Notting Hill (1999)

reviewed by
Jonathan Richards


PRETTY MAN
NOTTING HILL
Directed by Roger Michell
Screenplay by Richard Curtis
With Julia Roberts, Hugh Grant
Lensic     PG-13     125 min.

Hugh Grant gets chastised from time to time in the press for the encroaching familiarity of his mannerisms, but as he's been making fewer movies lately (or we've been getting fewer of them), he seems to be wearing better again. The diffident dip of the bushy head of hair (here homage is paid with the nickname "Floppy"), the hesitations in speech -- they all add up to real charm here, as Grant teams up with Julia Roberts in a "Pretty Woman"- ish romantic fairy tale in which he gets the woman's role.

Roberts is the rich and powerful figure, here an American movie star promoting a blockbuster film in London, where Grant has a little travel bookshop in Notting Hill. She wanders into his store, a little later he spills orange juice on her and has her back to his nearby house to clean up, and she thanks him with a kiss that goes a chapter or two beyond the perfunctory peck on the cheek you might expect. A few days later she calls, they meet, he asks her out, and they go to his best friends' house for a dinner among common people.

There are several things that take this material and raise it to the level of delightful, satisfying entertainment. The script by Richard Curtis ("4 Weddings and a Funeral") has enough solid wit to carry it through heavy stretches of predictability, and Roger Michell, who directed the best of the Jane Austen movies ("Persuasion"), guides it all with a nimble hand. They've loaded it with in-jokes (like Roberts being mistaken by an adoring fan for Demi Moore) that are not so obscure that we can't be amused.
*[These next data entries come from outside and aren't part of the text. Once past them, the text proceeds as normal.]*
PR #104, opened 2024-07-19
Project tooling to generate example property descriptions

jack-berg:
## Problem

This project maintains [several examples](https://github.com/open-telemetry/opentelemetry-configuration/tree/main/examples). These serve multiple purposes
- Validate correctness of schema changes
- Serve as templates for users
- Document the semantics about configuration properties for both users who set them, and maintainers who implement the interpretation of these properties. 

The last point is poorly served. The comments on these examples contain important information, like the priority between `.attribute_limits` and `.tracer_provider.limits`, the set of recognized values for samplers, the set of recognized values for view stream aggregations, and more. Trying to ensure that comments are maintained consistently across examples is time consuming and error prone.

## Solution

This PR introduces new project tooling to generate the comments consistently across example files.

How it works:

* The `./schema/type_descriptions.yaml` file defines descriptions for each of the properties of each type defines in the `./schema` data model.
* The `./scripts/generate-comments.js` is a script which for a given input configuration file will:
  * Parse the YAML.
  * Walk through each key / value pair, and for each:
    * Compute the JSON dot notation location of the current key / value pair.
    * Find the first matching rule in `type_description.yaml`. Iterate through the rules and evaluate the key / value pair dot notation location against each of the rule's `path_patterns`.
    * Inject / overwrite comments for its properties according to `type_descriptions.yaml`.
  * Write the resulting content to specified output file or to the console.

The `make generate-descriptions` command runs this process against each file in `./examples` and overwrites each file in the process. 

## Alternatives considered

Can't we just use the [JSON schema description field](https://json-schema.org/learn/getting-started-step-by-step#create-a-schema-definition) to encode this information? 

Not easily, and with some drawbacks. In this PR I use a yaml parsing library to visit each key / value pair, evaluate its comment, and update the yaml parsing libraries in-memory representation of the comment for that pair. If the description information was encoded in the JSON schema, I'd need to combine capabilities from two libraries: one js library for parsing / validating yaml according to the JSON schema, and another js library for visiting each node and updating representation. The JSON schema parsing library doesn't provide tools for mutating the state of the YAML comments. I don't see an obvious way to combine the necessary functionality from each of these libraries.

Additionally, JSON schema is written in JSON, which has poor support for the types of multi-line comments which are going to be common.

This approach has the drawback that the knowledge about a particular type is distributed across two places: the `.json` JSON schema file and the `type_descriptions.yaml` file. But in exchange for this, we get a simple script for tooling, and its ready to use today 🙂 .


jack-berg:
Per our convo in the 7/22/24 config SIG, I've pushed a commit to run `make generate-descriptions` and check for diff in the build.

scripts/generate-comments.js
```diff
@@ -0,0 +1,171 @@
...
+        const matchingRule = typeDescriptionsYaml.find((rule) => {
+            const matchingPathPattern = rule['path_patterns'].find((pathPattern) => {
+                const regex = new RegExp(toRegex(pathPattern));
+                return regex.test(parentPath);
+            });
+            return matchingPathPattern !== undefined;
+        });
+        // Exit early if no matching rule
+        if (matchingRule === undefined) {
+            maybeDebugLog("no matching rule")
```
zeitlinger, line 93: is this an error - do we want comments for all entries?

scripts/generate-comments.js
```diff
@@ -0,0 +1,171 @@
...
+            return;
+        }
+        maybeDebugLog("matched rule: " + matchingRule.type);
+        // Check if there is a description for the current propertyKey in the matching rule
+        // Exit early if none registered
+        const description = matchingRule['property_descriptions'][propertyKey];
+        if (description === undefined) {
+            maybeDebugLog("no matching property")
```
zeitlinger, line 101: is this an error - do we want comments for all entries?

scripts/generate-comments.js
```diff
@@ -0,0 +1,171 @@
...
+    let parts = pattern.split("*");
+    if (parts.length === 0) parts = [pattern];
+    const escaped = parts
+        .map(chunk => chunk.replace(/[-[\]{}()*+?.,\\^$|]/g, "\\$&"))
+        .join("(.*)");
+    return "^" + escaped + "$";
+}
+
+// Log the message to the console if the script was run with `--debug` argument
+function maybeDebugLog(message) {
```
zeitlinger, line 152:
```suggestion
function debug(message) {
```

scripts/generate-comments.js
jack-berg: Yeah let's go with that. Easier to start with stronger assertions and relax later than it is to go the other way around.

jack-berg: Turns out this is too restrictive since there are cases where a file's contents do not conform to any schema. For example, [anchors.yaml](https://github.com/open-telemetry/opentelemetry-configuration/blob/main/examples/anchors.yaml#L4-L13) demonstrates the usage of YAML anchors, which don't match to any type in the schema until they are resolved.

scripts/generate-comments.js
jack-berg: Same [comment](https://github.com/open-telemetry/opentelemetry-configuration/pull/104#discussion_r1721910849) applies here.

jack-berg:
I've resolved merge conflicts. @open-telemetry/configuration-approvers please take another look. Im happy to iterate as needed, but we do need tooling to enforce consistent property descriptions.

codeboten (approved):
Needs one more conflict resolution, otherwise looks good

PR #106, opened 2024-07-22
Define modeling guidance for mismatches with standard env vars, add resource.attribute_list

jack-berg:
Resolves https://github.com/open-telemetry/opentelemetry-specification/issues/3966.

- Define modeling guidance that properties should use the most appropriate data types for the problem domain
- This may result in the lack of ability to support standard env vars where type mismatches occur
- When there is a type mismatch, a demonstrated need for platforms to contribute to config, and no reasonable alternative, we provide alternative versions of the property which match the standard env var
- For example, `OTEL_RESOURCE_ATTRIBUTES` is string whose value is a comma separated list of key value pairs. This is not a natural way to represent key value pairs in YAML, yet for reasons discussed in [PR#3966](https://github.com/open-telemetry/opentelemetry-specification/issues/3966) is important for platforms. Therefore, we provide an alternative `.resource.attributes_list` property which matches the format of `OTEL_RESOURCE_ATTRIBUTES`. Implementations merge the contents of `.resource.attributes` and `.resource.attributes_list`, with `.resource.attributes` taking priority.

### DIFF
--- a/README.md
+++ b/README.md
@@ -12,7 +12,7 @@ This repository contains the JSON schema that defines the OpenTelemetry configur
 
 The [examples](./examples) repository contains a variety of sample configuration files to help get started and illustrate useful patterns. The following are noteworthy:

They've given us the supporting cast of supportive friends that worked so well in "4 Weddings", including Grant's slovenly Welsh roommate Rys Ifans, and the lovely Gina McKee, his former girlfriend who is married to his best friend Tim McInnerny.

And they've given us Grant and Roberts, who provide good chemistry in their reversal roles. It is Roberts who is the moving force in the relationship, Roberts who moves in and plants the kiss, who makes the call, who dictates the pace of play. Grant is the adoring planet circling this radiant sun, and he pulls it off with a self- deprecating humor that makes him the focus of our interest and really carries the picture. We might, however, wish for a little more character delineation. We don't expect an awful lot of men in romantic situations, but we're used to women requiring something more profound than a pretty face with which to fall in love.

But why quibble? Summer's here, and this is a romantic comedy to lift us into it.